Nachgefragt bei Martin Gross (Verdi)

Bis der Runde Tisch gegen Rechtsextremismus durch die Göppinger Stadtverwaltung ins Leben gerufen worden ist, hat es eine ganze Zeit gedauert. Martin Groß arbeitet als Vertreter der Dienstleistungsgewerkschaft Verdi in dem Gremium mit. Da der 54-jährige Geschäftsführer des Bezirks Fils-Neckar-Alb in Reutlingen lebt, hat er aber auch den „Außenblick“.
Herr Gross, die Nazidemo, die auch für diesen Oktober in Göppingen angemeldet war, wurde abgesagt. Sie sitzen mit am Runden Tisch gegen Rechtsextremismus, den es seit Februar vergangenen Jahres gibt. Kann dieser seine Arbeit nun nicht einstellen?
Ganz im Gegenteil, er sollte noch viel breiter und größer werden. Immer nur auf die Naziaufmärsche zu reagieren, ist meiner Meinung nach viel zu wenig. Jetzt haben wir die große Chance, offensiv gegen rechts zu agieren, und diese Chance sollten wir auch nutzen.
Welchen Aufgaben könnte sich der Runde Tisch denn nun widmen?
Da gibt es ja bereits erste Ideen: etwa ein großes ökumenisches Friedensgebet auf dem Marktplatz, die Aktion „Gesicht zeigen gegen rechts“ auszubauen, weitere Göppinger Schulen zu „gewaltfreien Schulen“ zu erklären. Wichtig ist aber vor allem auch, ein entsprechendes Vertrauen zu schaffen, dass der Runde Tisch seinen Teil dazu beitragen kann, dass die Göppinger eine klare Haltung gegen Neofaschismus einnehmen. Gerade für uns als  Gewerkschafter ist das sehr wichtig. Schließlich waren es die Kolleginnen und Kollegen um Willi Bleicher, die aus dem Konzentrationslager kamen und die Gewerkschaft in Baden-Württemberg nach dem Krieg wieder aufgebaut haben.
Sie kommen aus Reutlingen. Wie wird Göppingen dort wahrgenommen? Als Neonazi-Hochburg oder als Ort der Vielfalt, wie es Oberbürgermeister Guido Till gerne hätte?
Die vielen positiven Maßnahmen, die in Göppingen zum Beispiel in der Jugendarbeit und an den Schulen umgesetzt werden, finden in der überregionalen Presse leider keinen großen Niederschlag. Dort wird Göppingen als Naziaufmarschplatz angesehen. Dies hängt sicherlich mit dem  Spektakel, dem großen Polizeiaufgebot und den Ausschreitungen an den Demonstrationstagen zusammen.
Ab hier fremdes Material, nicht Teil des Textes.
PR #143, opened 2024-08-07
Fix: bug in Telemetry; update cmake build tests target name; update CI test step

filippobrizzi:
# Description
* Fix bug in telemetry due to the missed update after the spinner change
* update cmake build tests target name from `tests` to `tests_build`
* update CI from running `check` -> `tests_build` && `test`
 * provide better logging, as it displays progress

### DIFF
--- a/.github/workflows/build.yml
+++ b/.github/workflows/build.yml
@@ -86,7 +86,9 @@ jobs:
       run: cmake --build ${{github.workspace}}/build -- all examples
 
     - name: Test
-      # working-directory: ${{github.workspace}}/build
       # Execute tests defined by the CMake configuration.
       # See https://cmake.org/cmake/help/latest/manual/ctest.1.html for more detail
-      run: cd ${{github.workspace}}/build && ninja check
+      run: |
+        cd ${{github.workspace}}/build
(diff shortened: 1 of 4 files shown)


.github/workflows/build.yml
```diff
@@ -86,7 +86,9 @@ jobs:
...
 
     - name: Test
-      # working-directory: ${{github.workspace}}/build
       # Execute tests defined by the CMake configuration.
       # See https://cmake.org/cmake/help/latest/manual/ctest.1.html for more detail
-      run: cd ${{github.workspace}}/build && ninja check
+      run: |
+        cd ${{github.workspace}}/build
+        ninja tests_build
+        ninja test
```
lhruby, line 94:
```suggestion
        ninja tests
        ninja run_tests
```
What about that? we `make tests` to build them, and we `make run_tests` to run them.

lhruby:
LGTM

lhruby (approved):

.github/workflows/build.yml
filippobrizzi: good point, but `test` is a default target generated by cmake so we cannot change that

PR #145, opened 2024-08-09
Fix: Cmake module update add project prefix

filippobrizzi:
# Description
When using Hephaestus as a submodule, if you create a new module with the same name of a module in hephaestus you will get a clash.

This change add internally the project name as a suffix to the module so that we can distinguish.

Minor: fix influxdb name to make it match the module.


lhruby (approved):
LGTM

PR #151, opened 2024-08-19
String utils: add toLower; add string to double; fix interface

filippobrizzi:
# Description
Add a couple of new string utilities:
* Extend `stringToInt64` to support also `double` -> `stringTo<T>`
* Add `toLowerCase`
* Update the interface of the other functions to use `std::string_view` instead of `const&`.
  * Why? See this article https://quuxplusone.github.io/blog/2021/11/09/pass-string-view-by-value/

Nicht zuletzt deshalb muss der Runde Tisch seine jetzt auch Arbeit fortsetzen.
Und wie kann Göppingen seine Außenwirkung verbessern?
Wir haben alle Möglichkeiten, Aktionen und Veranstaltungen durchzuführen, die interessant und medienwirksam sind. Das wird im Laufe der Zeit auch nach außen wirken und dabei helfen, dass Göppingen wieder als offene und demokratische Stadt wahrgenommen wird.
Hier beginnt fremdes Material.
PR #155, opened 2024-08-19
File utils: read/write do not throw anymore; add search for file; add get hostname

filippobrizzi:
# Description
* Read/write file utilities do not throw anymore.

Kommentar: „“Agieren statt reagieren

Der Runde Tisch, den die Göppinger Verwaltung – auf sanften Druck verschiedener engagierter Gruppen – vor der Neonazi-Demo im vergangenen Jahr eingerichtet hat, um eine Strategie zu entwickeln, wie mit derartigen Umtrieben umgegangen werden soll, macht weiter. Das ist gut und sinnvoll, auch wenn die Autonomen Nationalisten ihren für Oktober neuerlich angekündigten Aufmarsch wieder abgesagt haben.

Zum einen ist das Thema Rechtsradikalismus deshalb in der Hohenstaufenstadt ja noch längst nicht vom Tisch. Zum Zweiten könnten andere faschistische Gruppierungen immer noch auf die Idee kommen, das bestellte Feld zu übernehmen. Und zum Dritten haben die am Runden Tisch sitzenden Nazigegner nun erstmals die Möglichkeit selbst zu agieren, anstatt wieder reagieren zu müssen. Möglichkeiten, etwas zu tun, gibt es genug. Erste Vorschläge wurden beim jüngsten Treffen gemacht, weitere sollten und werden mit Sicherheit folgen.
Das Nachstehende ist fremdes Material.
PR #161, opened 2024-09-02
Fix: improve IPC module file structure

filippobrizzi:
# Description
No logic change, just a file restructure with breaking changes:
* Move all the files related to zenoh specifics from `ipc` to `ipc/zenoh` 
* Updated the namespace of the classes moved to zenoh folder to `ipc::zenoh` 
* Renamed publisher subscriber filename to raw_publisher raw_subscriber to match the class name
* Add a new Subscriber template class to match the Publisher
  * This is mainly cosmetics but it is nice to have the type in the subscriber for readability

Wie das Gremium am Ende heißt und ob es, wie Oberbürgermeister Guido Till findet, notwendig ist, über linksextremistische Gewalt, die mit den jüngsten braunen Aufmärschen einherging, am Runden Tisch ebenfalls zu diskutieren, sei einmal dahingestellt. Fest steht indes, dass das, was nun getan werden soll, so pfiffig sein muss, dass auch überregionale Medien darauf anspringen. Nur auf diese Weise lässt sich das verzerrte Bild, dass Göppingen ein Aufmarschgebiet von Neonazis ist, in kleinen Schritten wieder korrigieren.